- Interactive map of Hatkhola
- Country: India
- State: West Bengal
- District: Nadia
- Subdivision: Chapra

Area
- • Total: 6.02 km^{2} (2.32 sq mi)

Population (2011)
- • Total: 7,164
- • Density: 1,190/km^{2} (3,080/sq mi)
- Time zone: UTC+5:30 (IST)

= Hatkhola =

Village in West Bengal, India

Hatkhola is a village located in the Chapra subdivision of Nadia district, in the state of West Bengal, India. It is situated approximately 9.2 km from the sub-district headquarters at Bangaljhi and 27 km from the district headquarters at Krishnanagar.

== Geography ==
Hatkhola covers a total area of 602.49 hectares.

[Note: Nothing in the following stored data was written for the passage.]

PR #2972, opened 2023-12-07
Cassandra 18902 4.1

jacek-lewandowski:


src/java/org/apache/cassandra/config/CassandraRelevantProperties.java
```diff
@@ -344,6 +346,11 @@ public enum CassandraRelevantProperties
      */
     GOSSIP_SETTLE_POLL_SUCCESSES_REQUIRED("cassandra.gossip_settle_poll_success_required", "3"),
 
+    CONSISTENT_RANGE_MOVEMENT("cassandra.consistent.rangemovement", "true"),
+    CONSISTENT_SIMULTANEOUS_MOVES_ALLOW("cassandra.consistent.simultaneousmoves.allow"),
+    REPLACE_ADDRESS("cassandra.replace_address"),
+    BROADCAST_INTERVAL_MS("cassandra.broadcast_interval_ms", "60000"),
```
ekaterinadimitrova2: I believe all those are moved to this class already in 5.0+ and they will appear in the VTs. I think we should not move them in older branches now. Also, you would have had to change how they are set/get in more places. Result of a quick grep:
```
grep -r "cassandra.consistent.rangemovement" *
NEWS.txt:     you can set the following property (-Dcassandra.consistent.rangemovement=false)
Binary file build/test/classes/org/apache/cassandra/distributed/test/PartitionDenylistTest.class matches
Binary file build/classes/main/org/apache/cassandra/config/CassandraRelevantProperties.class matches
Binary file build/classes/main/org/apache/cassandra/service/StorageService.class matches
doc/modules/cassandra/pages/operating/topo_changes.adoc:`-Dcassandra.consistent.rangemovement=false`.
src/java/org/apache/cassandra/config/CassandraRelevantProperties.java:    CONSISTENT_RANGE_MOVEMENT("cassandra.consistent.rangemovement", "true"),
src/java/org/apache/cassandra/service/StorageService.java:    public static final boolean useStrictConsistency = Boolean.parseBoolean(System.getProperty("cassandra.consistent.rangemovement", "true"));
src/java/org/apache/cassandra/service/StorageService.java:                    throw new UnsupportedOperationException("Other bootstrapping/leaving/moving nodes detected, cannot bootstrap while cassandra.consistent.rangemovement is true");
src/java/org/apache/cassandra/service/StorageService.java:            throw new UnsupportedOperationException(String.format("Other bootstrapping/leaving/moving nodes detected, cannot bootstrap while cassandra.consistent.rangemovement is true. Nodes detected, bootstrapping: %s; leaving: %s; moving: %s;", bootstrapTokens, leavingTokens, movingTokens));
test/distributed/org/apache/cassandra/distributed/test/PartitionDenylistTest.java:        System.setProperty("cassandra.consistent.rangemovement", "false");

```

src/java/org/apache/cassandra/schema/MigrationCoordinator.java
```diff
@@ -548,8 +551,16 @@ private Future<Void> scheduleSchemaPull(InetAddressAndPort endpoint, VersionInfo
 
         if (shouldPullImmediately(endpoint, info.version))
         {
-            logger.debug("Pulling {} immediately from {}", info, endpoint);
-            submitToMigrationIfNotShutdown(task);
+            if (lastPullFailures.contains(endpoint))
+            {
+                logger.debug("Pulling {} immediately from {} with backoff interval = {}", info, endpoint, PULL_BACKOFF_INTERVAL_MS);
+                ScheduledExecutors.nonPeriodicTasks.schedule(() -> submitToMigrationIfNotShutdown(task), PULL_BACKOFF_INTERVAL_MS, TimeUnit.MILLISECONDS);
```
ekaterinadimitrova2, line 556: And if we happen to run into constant failures for specific endpoint, we will just run into the same issue as we do today, right? I just hope people do not abuse extending this timeout too much

test/distributed/org/apache/cassandra/distributed/impl/Instance.java
```diff
@@ -589,12 +592,20 @@ public void startup(ICluster cluster)
                 // org.apache.cassandra.distributed.impl.AbstractCluster.startup sets the exception handler for the thread
                 // so extract it to populate ExecutorFactory.Global
                 ExecutorFactory.Global.tryUnsafeSet(new ExecutorFactory.Default(Thread.currentThread().getContextClassLoader(), null, Thread.getDefaultUncaughtExceptionHandler()));
+
+                assert !FBUtilities.getReleaseVersionString().equals(FBUtilities.UNKNOWN_RELEASE_VERSION) : "Unknown version";
+                assert !FBUtilities.getReleaseVersionString().isEmpty() : "Empty version";
+                assert FBUtilities.getReleaseVersionString().contains(".") : "Invalid version: " + FBUtilities.getReleaseVersionString();
```
ekaterinadimitrova2, line 596: Isn't this the case when it is `UNKNOWN_RELEASE_VERSION`? (the last assertion)

test/distributed/org/apache/cassandra/distributed/impl/Instance.java
```diff
@@ -589,12 +592,20 @@ public void startup(ICluster cluster)
...
                     // TODO: hacky
-                    System.setProperty("cassandra.ring_delay_ms", "15000");
-                    System.setProperty("cassandra.consistent.rangemovement", "false");
-                    System.setProperty("cassandra.consistent.simultaneousmoves.allow", "true");
+                    if (!RING_DELAY.isPresent())
+                        RING_DELAY.setLong(15000);
+                    if (!CONSISTENT_RANGE_MOVEMENT.isPresent())
+                        CONSISTENT_RANGE_MOVEMENT.setBoolean(false);
+                    if (!CONSISTENT_SIMULTANEOUS_MOVES_ALLOW.isPresent())
+                        CONSISTENT_SIMULTANEOUS_MOVES_ALLOW.setBoolean(true);
```
ekaterinadimitrova2: This is applied after any test configuration is loaded (setUp). Isn't this a bug we need to fix in previous branches? Or at least 4.0, which will still be supported for some time? - I responded to my question - no, those properties are not presented there. I also do not see other options being set on startup, at least in 4.1 that can crash if any test `setUp` method is setting. Please check that nothing has changed in the other newer branches when preparing them.

test/distributed/org/apache/cassandra/distributed/test/MigrationCoordinatorTest.java
```diff
@@ -30,22 +30,26 @@
...
 
 public class MigrationCoordinatorTest extends TestBaseImpl
 {
-
     @Before
     public void setUp()
     {
-        System.clearProperty("cassandra.replace_address");
-        System.clearProperty("cassandra.consistent.rangemovement");
+        REPLACE_ADDRESS.clearValue();
```
ekaterinadimitrova2: Isn't it clearer if we add `@After` for the cleaning?

test/distributed/org/apache/cassandra/distributed/test/MigrationCoordinatorTest.java
```diff
@@ -116,7 +119,6 @@ public void explicitVersionIgnore() throws Throwable
             IInstanceConfig config = cluster.newInstanceConfig();
             config.set("auto_bootstrap", true);
             IGNORED_SCHEMA_CHECK_VERSIONS.setString(initialVersion.toString() + ',' + oldVersion);
-            System.setProperty("cassandra.consistent.rangemovement", "false");
```
ekaterinadimitrova2, line 119: Why was this one removed?

test/unit/org/apache/cassandra/schema/MigrationCoordinatorTest.java
```diff
@@ -96,6 +100,8 @@ public class MigrationCoordinatorTest
             throw new AssertionError(e);
         }
 
+        CassandraRelevantProperties.SCHEMA_PULL_BACKOFF_INTERVAL_MS.setLong(0);
```
ekaterinadimitrova2: So this is optimization not to use the default value. as it does not make sense in these tests?

ekaterinadimitrova2 (commented):
First pass done, thank you for the patch

src/java/org/apache/cassandra/config/CassandraRelevantProperties.java
jacek-lewandowski: Yes, all of them are present in 5.0. I just followed what we have today in 4.1 - a bit of mess, variables are defined but not used consistently. I can revert if you like

src/java/org/apache/cassandra/schema/MigrationCoordinator.java
jacek-lewandowski: It is not documented - it is a property just to make tests able to modify - I can add "test" infix to the property name

test/distributed/org/apache/cassandra/distributed/impl/Instance.java
jacek-lewandowski: yes, it is that case. However, we don't expect version to be unknown when starting the node - we could expect that for the version obtained through the Gossiper but in this case we get that version from property file and if it is unknown or missing, something wrong is going on and the node will fail anyway.

test/distributed/org/apache/cassandra/distributed/impl/Instance.java
jacek-lewandowski: yup, will do that (as you can see, those nice methods, `isPresent, setXXX`, are the reasons why I prefer to use `CassandraRelevantProperties`, even if it is inconsistent or enforced

test/distributed/org/apache/cassandra/distributed/test/MigrationCoordinatorTest.java
jacek-lewandowski: Yup

test/distributed/org/apache/cassandra/distributed/test/MigrationCoordinatorTest.java
jacek-lewandowski: Because it is already set in the node initialization, see https://github.com/apache/cassandra/pull/2972/files#diff-321b52220c5bd0aaadf275a845143eb208c889c2696ba0d48a5fc880551131d8L596

test/unit/org/apache/cassandra/schema/MigrationCoordinatorTest.java
jacek-lewandowski: This test is very specific - it investigates different behaviours of `MigrationCoordinator` and sending subsequent requests in particular. We have it under control so we can set it to 0 to run it faster. 

In other tests, we want that backoff because resending a request is a part of normal operation and we don't want to flood the logs

jacek-lewandowski: TBH, this is not a big deal - I can remove this property entirely - it just makes this https://github.com/apache/cassandra/pull/2972/files#diff-019068c4b04d4526506dae4c4a43dfde22aac4d1d74aa317cac755ae519ffe3aR347 wait shorter by one second

src/java/org/apache/cassandra/config/CassandraRelevantProperties.java
ekaterinadimitrova2: ` I just followed what we have today in 4.1 - a bit of mess, variables are defined but not used consistently.`
The story is different. The original ticket (CASSANDRA-15876) where `CassandraRelevantProperties` was created added only those system properties already added in the VT. Which other properties will be added to the class and exposed to the VT was a matter of a follow-up ticket (CASSANDRA-17797). The batch of added properties was used around the codebase (in case someone didn't miss anything)

src/java/org/apache/cassandra/utils/FBUtilities.java
```diff
@@ -435,8 +434,14 @@ public static String getReleaseVersionString()
         {
             JVMStabilityInspector.inspectThrowable(e);
             logger.warn("Unable to load version.properties", e);
-            return "debug version";
```
ekaterinadimitrova2, line 438: This is a change of behavior - before, we were returning "`debug version`" here, now we will return null which leads to `UNKNOWN_RELEASE_VERSION`.
Also, this is not a bug fix but an improvement, so we should not commit it to 4.1, but only trunk.

jacek-lewandowski: "debug_version" is nowhere referred. Its history dates back to 2010 and Cassandra 0.7!!! Non-null value was introduced to resolve some problems in IDE (https://issues.apache.org/jira/browse/CASSANDRA-1272). There is no way that we would run Cassandra without version.properties or in case it is unreadable. Also moving this method may be the actual fix because it eliminates to code path which led to the problem.

jacek-lewandowski:
https://app.circleci.com/pipelines/github/jacek-lewandowski/cassandra/1236/workflows/4d8aba5a-1e31-4c92-a5f1-a60c99870089

https://app.circleci.com/pipelines/github/jacek-lewandowski/cassandra/1236/workflows/17ba8442-7e7a-4c8d-a901-9aa90893e5f0

All good except one failure of bootstrap test which is known to be flaky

The village is part of the Chapra community development block and serves as a gram panchayat.

== Demographics ==
According to the 2011 Census of India, Hatkhola has a total population of 7,164, with 3,738 males and 3,426 females. The literacy rate of the village stands at 57.22%, with male literacy at 58.88% and female literacy at 55.40%.

== Economy ==
The nearest town for major economic activities is Krishnanagar, located approximately 10 km away. The village has access to public and private bus services, as well as a railway station within a 10 km radius.

== Administration ==
Hatkhola functions as a gram panchayat within the Chapra block. It is governed under the Nadia district administration. It was the home to the Hatkhola royal family of Raja Manik Ram Basu who was also one of the wealthiest Zamindars in Manikganj. Manikganj is said to have been named after him. Hatkhola is also famous for the Andul Dutta Chaudhury Family.